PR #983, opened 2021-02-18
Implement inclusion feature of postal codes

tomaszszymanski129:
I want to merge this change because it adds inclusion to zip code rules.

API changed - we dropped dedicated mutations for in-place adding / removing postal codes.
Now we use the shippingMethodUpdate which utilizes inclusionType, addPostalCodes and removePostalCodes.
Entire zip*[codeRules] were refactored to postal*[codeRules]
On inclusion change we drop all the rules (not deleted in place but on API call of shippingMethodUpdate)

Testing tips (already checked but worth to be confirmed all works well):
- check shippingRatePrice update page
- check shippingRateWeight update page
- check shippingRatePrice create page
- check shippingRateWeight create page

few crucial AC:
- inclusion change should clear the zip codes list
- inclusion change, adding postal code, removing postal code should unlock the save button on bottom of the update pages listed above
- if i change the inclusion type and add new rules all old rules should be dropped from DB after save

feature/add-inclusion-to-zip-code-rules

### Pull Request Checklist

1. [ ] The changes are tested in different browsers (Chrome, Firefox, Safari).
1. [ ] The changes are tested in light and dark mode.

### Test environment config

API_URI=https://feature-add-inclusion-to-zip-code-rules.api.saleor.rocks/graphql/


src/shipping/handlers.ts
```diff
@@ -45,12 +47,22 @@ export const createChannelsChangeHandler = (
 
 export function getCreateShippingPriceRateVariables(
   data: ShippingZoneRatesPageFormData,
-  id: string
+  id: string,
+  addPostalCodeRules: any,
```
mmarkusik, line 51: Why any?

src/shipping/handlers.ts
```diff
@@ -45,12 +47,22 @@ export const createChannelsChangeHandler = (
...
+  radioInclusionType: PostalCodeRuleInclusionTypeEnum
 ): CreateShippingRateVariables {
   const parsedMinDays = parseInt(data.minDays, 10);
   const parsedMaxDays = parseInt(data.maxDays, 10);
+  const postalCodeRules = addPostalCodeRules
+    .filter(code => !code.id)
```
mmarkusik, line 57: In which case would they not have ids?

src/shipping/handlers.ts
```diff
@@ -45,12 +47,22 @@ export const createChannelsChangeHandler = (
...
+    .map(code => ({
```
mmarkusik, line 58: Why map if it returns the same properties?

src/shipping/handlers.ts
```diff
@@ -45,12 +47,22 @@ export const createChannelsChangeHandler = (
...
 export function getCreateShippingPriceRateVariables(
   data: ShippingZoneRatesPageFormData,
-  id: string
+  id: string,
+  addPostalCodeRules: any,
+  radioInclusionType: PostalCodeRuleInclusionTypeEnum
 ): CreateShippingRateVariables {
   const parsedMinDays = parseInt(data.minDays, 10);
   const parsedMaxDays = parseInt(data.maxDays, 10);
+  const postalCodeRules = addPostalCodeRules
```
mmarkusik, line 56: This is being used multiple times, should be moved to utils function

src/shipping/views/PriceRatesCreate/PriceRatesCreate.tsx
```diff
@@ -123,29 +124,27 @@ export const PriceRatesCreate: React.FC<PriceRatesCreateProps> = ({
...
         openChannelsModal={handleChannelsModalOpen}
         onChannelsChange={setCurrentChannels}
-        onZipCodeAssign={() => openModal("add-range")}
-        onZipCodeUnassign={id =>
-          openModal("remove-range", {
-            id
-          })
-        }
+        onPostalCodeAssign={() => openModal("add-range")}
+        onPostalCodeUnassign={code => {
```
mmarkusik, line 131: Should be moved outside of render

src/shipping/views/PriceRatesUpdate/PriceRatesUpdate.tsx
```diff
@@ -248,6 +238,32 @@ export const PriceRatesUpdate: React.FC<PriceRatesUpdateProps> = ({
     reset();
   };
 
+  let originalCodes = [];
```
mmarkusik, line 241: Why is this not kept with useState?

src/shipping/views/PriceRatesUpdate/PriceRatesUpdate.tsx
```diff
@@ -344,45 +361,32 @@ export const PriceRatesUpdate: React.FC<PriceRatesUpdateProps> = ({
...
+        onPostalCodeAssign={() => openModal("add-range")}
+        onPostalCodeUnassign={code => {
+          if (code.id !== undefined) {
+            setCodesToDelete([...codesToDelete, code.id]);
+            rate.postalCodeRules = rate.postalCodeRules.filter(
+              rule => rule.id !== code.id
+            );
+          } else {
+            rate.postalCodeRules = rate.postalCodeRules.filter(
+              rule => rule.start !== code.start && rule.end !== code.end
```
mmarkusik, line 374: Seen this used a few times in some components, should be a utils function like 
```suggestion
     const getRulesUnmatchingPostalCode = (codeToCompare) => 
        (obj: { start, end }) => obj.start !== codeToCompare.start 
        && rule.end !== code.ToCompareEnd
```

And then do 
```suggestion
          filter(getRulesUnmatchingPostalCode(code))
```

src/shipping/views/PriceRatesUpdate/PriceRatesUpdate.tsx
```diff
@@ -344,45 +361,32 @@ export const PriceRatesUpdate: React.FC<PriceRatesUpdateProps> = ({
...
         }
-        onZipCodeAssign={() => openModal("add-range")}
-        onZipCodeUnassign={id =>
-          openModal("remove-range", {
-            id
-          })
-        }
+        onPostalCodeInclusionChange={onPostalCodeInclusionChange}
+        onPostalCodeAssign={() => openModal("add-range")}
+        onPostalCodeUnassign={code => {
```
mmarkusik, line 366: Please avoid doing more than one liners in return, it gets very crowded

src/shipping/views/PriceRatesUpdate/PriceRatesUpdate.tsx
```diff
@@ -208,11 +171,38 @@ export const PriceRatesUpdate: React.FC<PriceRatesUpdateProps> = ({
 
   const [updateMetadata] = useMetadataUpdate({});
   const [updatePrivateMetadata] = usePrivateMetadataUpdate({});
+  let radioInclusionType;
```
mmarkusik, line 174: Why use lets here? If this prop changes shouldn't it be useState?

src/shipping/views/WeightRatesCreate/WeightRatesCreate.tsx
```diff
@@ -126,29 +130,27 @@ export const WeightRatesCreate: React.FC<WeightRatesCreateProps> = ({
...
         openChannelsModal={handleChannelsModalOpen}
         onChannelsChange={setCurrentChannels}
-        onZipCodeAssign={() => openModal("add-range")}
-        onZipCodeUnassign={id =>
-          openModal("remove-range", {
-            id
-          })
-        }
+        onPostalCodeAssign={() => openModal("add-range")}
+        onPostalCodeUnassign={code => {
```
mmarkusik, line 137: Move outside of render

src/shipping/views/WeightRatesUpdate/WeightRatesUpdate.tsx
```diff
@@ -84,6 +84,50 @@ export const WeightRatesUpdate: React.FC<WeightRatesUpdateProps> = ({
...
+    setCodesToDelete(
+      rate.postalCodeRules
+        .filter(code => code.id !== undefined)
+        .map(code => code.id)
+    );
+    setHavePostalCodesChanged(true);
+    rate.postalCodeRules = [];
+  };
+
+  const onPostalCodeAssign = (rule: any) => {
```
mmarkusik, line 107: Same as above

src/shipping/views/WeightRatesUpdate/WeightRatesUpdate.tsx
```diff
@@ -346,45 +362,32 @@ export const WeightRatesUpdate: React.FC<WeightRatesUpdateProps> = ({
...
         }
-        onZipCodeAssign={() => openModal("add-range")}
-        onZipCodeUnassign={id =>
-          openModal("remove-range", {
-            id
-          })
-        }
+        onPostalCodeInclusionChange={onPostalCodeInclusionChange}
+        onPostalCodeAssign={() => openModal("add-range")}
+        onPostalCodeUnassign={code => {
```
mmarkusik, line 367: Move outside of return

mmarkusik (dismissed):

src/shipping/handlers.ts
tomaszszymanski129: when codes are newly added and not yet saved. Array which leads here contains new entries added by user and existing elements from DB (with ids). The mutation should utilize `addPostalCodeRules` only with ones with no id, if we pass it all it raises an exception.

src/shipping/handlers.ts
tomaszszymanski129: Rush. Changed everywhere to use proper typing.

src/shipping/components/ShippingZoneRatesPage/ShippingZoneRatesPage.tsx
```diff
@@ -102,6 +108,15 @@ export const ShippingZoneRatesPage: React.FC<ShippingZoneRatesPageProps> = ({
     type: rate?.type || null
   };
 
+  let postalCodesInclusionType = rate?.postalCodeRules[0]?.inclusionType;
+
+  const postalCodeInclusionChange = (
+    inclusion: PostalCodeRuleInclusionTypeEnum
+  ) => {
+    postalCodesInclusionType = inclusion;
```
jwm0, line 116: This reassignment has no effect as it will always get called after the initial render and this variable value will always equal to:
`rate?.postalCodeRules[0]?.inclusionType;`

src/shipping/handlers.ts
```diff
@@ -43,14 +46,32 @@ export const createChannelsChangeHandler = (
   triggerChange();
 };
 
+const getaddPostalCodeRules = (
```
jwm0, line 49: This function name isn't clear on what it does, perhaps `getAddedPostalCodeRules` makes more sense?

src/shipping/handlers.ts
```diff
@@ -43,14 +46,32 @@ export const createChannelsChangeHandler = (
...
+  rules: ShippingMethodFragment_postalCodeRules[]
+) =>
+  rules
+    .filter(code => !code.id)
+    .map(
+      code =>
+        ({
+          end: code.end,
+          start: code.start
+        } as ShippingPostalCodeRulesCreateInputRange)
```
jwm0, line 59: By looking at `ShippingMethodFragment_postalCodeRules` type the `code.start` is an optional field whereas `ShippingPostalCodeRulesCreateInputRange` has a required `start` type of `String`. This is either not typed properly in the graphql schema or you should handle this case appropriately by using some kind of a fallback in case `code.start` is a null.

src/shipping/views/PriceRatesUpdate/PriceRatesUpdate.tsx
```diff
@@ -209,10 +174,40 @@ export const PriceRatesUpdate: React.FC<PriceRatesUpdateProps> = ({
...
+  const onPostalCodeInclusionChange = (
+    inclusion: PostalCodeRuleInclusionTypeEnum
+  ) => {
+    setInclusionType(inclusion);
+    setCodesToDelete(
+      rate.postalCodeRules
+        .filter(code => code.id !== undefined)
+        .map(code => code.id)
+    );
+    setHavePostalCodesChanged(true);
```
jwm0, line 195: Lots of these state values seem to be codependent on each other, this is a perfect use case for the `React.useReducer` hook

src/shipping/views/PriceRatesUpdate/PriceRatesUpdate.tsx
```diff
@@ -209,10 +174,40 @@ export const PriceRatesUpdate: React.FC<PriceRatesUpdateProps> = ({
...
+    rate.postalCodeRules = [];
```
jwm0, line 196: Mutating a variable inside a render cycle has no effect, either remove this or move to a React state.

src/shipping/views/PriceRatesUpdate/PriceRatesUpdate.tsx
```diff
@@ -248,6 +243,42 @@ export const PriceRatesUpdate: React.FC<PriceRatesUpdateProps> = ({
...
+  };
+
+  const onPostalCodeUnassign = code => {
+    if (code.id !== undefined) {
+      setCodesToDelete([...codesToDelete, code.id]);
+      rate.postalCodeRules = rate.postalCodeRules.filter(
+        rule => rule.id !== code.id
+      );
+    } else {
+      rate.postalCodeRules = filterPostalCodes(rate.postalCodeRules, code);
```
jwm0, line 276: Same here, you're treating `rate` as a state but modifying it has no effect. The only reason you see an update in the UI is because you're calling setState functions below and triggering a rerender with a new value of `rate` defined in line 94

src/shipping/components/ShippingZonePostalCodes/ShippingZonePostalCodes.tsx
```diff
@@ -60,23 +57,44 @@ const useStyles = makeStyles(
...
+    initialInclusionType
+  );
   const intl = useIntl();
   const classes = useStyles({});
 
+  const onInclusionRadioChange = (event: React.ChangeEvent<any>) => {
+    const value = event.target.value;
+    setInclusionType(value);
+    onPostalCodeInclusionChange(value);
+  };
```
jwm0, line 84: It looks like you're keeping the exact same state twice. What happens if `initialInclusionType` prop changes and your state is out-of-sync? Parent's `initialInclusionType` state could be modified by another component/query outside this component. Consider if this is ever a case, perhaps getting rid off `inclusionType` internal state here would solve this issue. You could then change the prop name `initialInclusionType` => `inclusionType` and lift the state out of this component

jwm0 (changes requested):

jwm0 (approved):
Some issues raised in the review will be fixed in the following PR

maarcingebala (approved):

------------------------------

Exercise description
Show all lines in the entries above where the word "ShippingPostalCodeRulesCreateInputRange" appears.

Task response
+        } as ShippingPostalCodeRulesCreateInputRange)
jwm0, line 59: By looking at `ShippingMethodFragment_postalCodeRules` type the `code.start` is an optional field whereas `ShippingPostalCodeRulesCreateInputRange` has a required `start` type of `String`. This is either not typed properly in the graphql schema or you should handle this case appropriately by using some kind of a fallback in case `code.start` is a null.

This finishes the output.